● **Problem description**: Would you reproduce every line of the material exactly?

● **Recorded information**:
PR #1393, opened 2017-10-27
detect errors from fs.Walk() in local backend List()

armhold:
I found another place where failing to check an error might hide a bug, or at least a problematic repo.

● **Response to the task**:
PR #1393, opened 2017-10-27
detect errors from fs.Walk() in local backend List()

armhold:
I found another place where failing to check an error might hide a bug, or at least a problematic repo.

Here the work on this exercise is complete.